WORK INSTRUCTIONS ▸ Where does the word "animalTask" show up in the records? Copy every line that holds it.

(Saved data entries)
PR #3868, opened 2025-08-27
LF-4815 Update logic to set animal locations during task re-completion

kathyavini:
**Description**

This updates the handling of animal locations upon re-completion of movement tasks in the following ways:

### For animals that were removed
- since their location is no longer affected by this task, they are put at the location of the latest completed task, -or-
- reset to `null` location (`unknown` in the UI) if there is no such completed task, or if the location of the most recent completed task has been retired

_I think this is the more straightforward case to understand, and is also what was discussed in Jira_

### For animals that remain in the task
- if there is a newer completed task than the (updated) date of the re-completed task, animals are moved to that location. In other words, if re-completing a task moves that date to BEFORE another completed task, then the other task's location takes precedence even though completing that task originally might not have moved animals (see final test case)

_We didn't really discuss this case in Jira and I wonder if it's intuitive to do this way?_ The ticket was originally written as if we don't have a full historical record, but for movement tasks we definitely do, so it _is_ possible to compare dates and always put the animal on the most recent place. However, it's hard to know if this is the most logical (vs magical) user experience for that weird edge case of re-ordering tasks via re-completion. What do you think @SayakaOno?

Jira link: https://lite-farm.atlassian.net/browse/LF-4815

**Type of change**

**How Has This Been Tested?**

- [x] Passes test case
- [ ] Other (please explain)

I did some testing in app, although, as would be expected since it was via Postman, the RTK Query caches and thus UI didn't update in a timely fashion, by re-submitting movement tasks with new dates and related animals/batches, e.g.

PATCH `http://localhost:5001/task/complete/animal_movement_task/{{task_id}}`

```json
{
  "duration": 15,
  "happiness": 5,
  "completion_notes": "",
  "complete_date": "2025-08-06",
  "related_animal_ids": [],
  "related_batch_ids": [77, 78]
}

```

**Checklist:**

### DIFF
--- a/packages/api/tests/animalTask.test.js
+++ b/packages/api/tests/animalTask.test.js
@@ -1302,9 +1302,70 @@ describe('Animal task tests', () => {
               knex('animal_batch').select('id', 'location_id').where('id', batchA.id).first(),
             ]);
 
-            // animalA and batchA should reflect the location of the second task (locationB)
+            // animals should reflect the location of the second task (locationB)
             expect(updatedAnimalA.location_id).toBe(locationB.location_id);
             expect(updatedBatchA.location_id).toBe(locationB.location_id);
+          });
+
+          test('should null animal locations if most recent task location is retired', async () => {
+            const {
+              animals: [animalA],
+              batches: [batchA],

RESULT FOR THIS TASK ▸
--- a/packages/api/tests/animalTask.test.js
+++ b/packages/api/tests/animalTask.test.js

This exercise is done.